● **Task description**: Whenever a line of the records below contains the word "some", copy that line.

(Extracted data Opens)

PR #970, opened 2023-10-16
feat(quickie): Github Commit Service Funcs

kishore03109:
## Problem

This PR introduces the complete CRUD functionality for Github Commit Service to function. 

## Solution

To be honest, there exists some functions that violate the single responsibility principle here, but am opting to keep refactor out side of this pr since we want to release this feature to our end users first. 

eg. all functions should look like `create` rather than what `renameSinglePath` looks like. 

**Breaking Changes**

## Tests
[for documentation only, will be more explicit about these tests in the leaf PR]

For all non gg whitelisted sites: 

1. For whitelisted quickie sites ->  all operations for CRUD on pages + assets should work as per normal, and commits should only appear in staging branch. All non assets should be committed to GitHub

2. For non-whitelisted quickie sites ->  all operations for CRUD on pages + assets should work as per normal, and commits should only appear in staging branch.

### DIFF
--- a/src/services/db/CommitServiceGithub.ts
+++ b/src/services/db/CommitServiceGithub.ts
@@ -74,13 +74,11 @@ export default class CommitServiceGitHub extends GitHubService {
       sha,
       fileName,
       directoryName,
-      branchName = STAGING_BRANCH,
     }: {
       fileContent: string
       sha: string
       fileName: string
       directoryName: string | undefined
-      branchName?: string
     }
   ): Promise<GitCommitResult> {
     const updatePromises = [
@@ -89,7 +87,7 @@ export default class CommitServiceGitHub extends GitHubService {
         sha,
         fileName,
         directoryName,
-        branchName,
+        branchName: STAGING_BRANCH,
       }),
     ]
     const shouldStagingLiteUpdate =
@@ -180,6 +178,7 @@ export default class CommitServiceGitHub extends GitHubService {
         })
       )
     }
+    await Promise.all(deletePromises)
   }
 
   async delete(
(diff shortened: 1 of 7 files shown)


src/services/db/GitHubService.ts
```diff
@@ -507,15 +508,16 @@ export default class GitHubService {
   async getTree(
     sessionData: UserWithSiteSessionData,
     githubSessionData: GithubSessionData,
-    { isRecursive }: { isRecursive: any }
-  ) {
+    { isRecursive }: any,
+    isStaging = true
```
dcshzj, line 512: Can we standardise to use `branchName`?

src/services/db/CommitServiceGithub.ts
```diff
@@ -1,7 +1,10 @@
 import { AxiosCacheInstance } from "axios-cache-interceptor"
 
+import GithubSessionData from "@root/classes/GithubSessionData"
 import UserWithSiteSessionData from "@root/classes/UserWithSiteSessionData"
-import { STAGING_LITE_BRANCH } from "@root/constants"
+import { STAGING_BRANCH, STAGING_LITE_BRANCH } from "@root/constants"
+import { ConflictError } from "@root/errors/ConflictError"
+import { GitCommitResult } from "@root/types/gitfilesystem"
 import { isReduceBuildTimesWhitelistedRepo } from "@root/utils/growthbook-utils"
 import isFileAsset from "@services/db/CommitServiceGitFile"
```
dcshzj, line 9: Should this be from `commit-utils.ts` instead?

src/services/db/CommitServiceGithub.ts
```diff
@@ -59,8 +62,330 @@ export default class CommitServiceGitHub extends GitHubService {
...
+    {
+      directoryName,
+      message,
+      githubSessionData,
+      isStaging,
+    }: {
+      directoryName: string
+      message: string
+      githubSessionData: GithubSessionData
+      isStaging?: boolean
```
dcshzj, line 129: Hmm why do we need to specify `isStaging`? Seems like it can be determined using `isFileAssets()`?

Similar comments to the other functions in this file.

src/services/db/GitHubService.ts
```diff
@@ -132,13 +133,13 @@ export default class GitHubService {
       fileName,
       directoryName,
       isMedia = false,
-      branchName = STAGING_BRANCH,
+      branchName,
```
seaerchin, line 136: this is abit weird - why is the default arg removed? we should just add this back to maintain behaviour. 

my concern here is that some caller doesn't pass an arg and relies on the default, which is no longer true here

src/services/db/GitHubService.ts
```diff
@@ -507,15 +508,16 @@ export default class GitHubService {
   async getTree(
     sessionData: UserWithSiteSessionData,
     githubSessionData: GithubSessionData,
-    { isRecursive }: { isRecursive: any }
-  ) {
+    { isRecursive }: any,
```
seaerchin, line 511: why is this typed as `any`? not a blocker as the prev revision already typed it as `any` too

src/services/db/RepoService.ts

(Extracted data Closes)

● **Output for this task**:
To be honest, there exists some functions that violate the single responsibility principle here, but am opting to keep refactor out side of this pr since we want to release this feature to our end users first. 
my concern here is that some caller doesn't pass an arg and relies on the default, which is no longer true here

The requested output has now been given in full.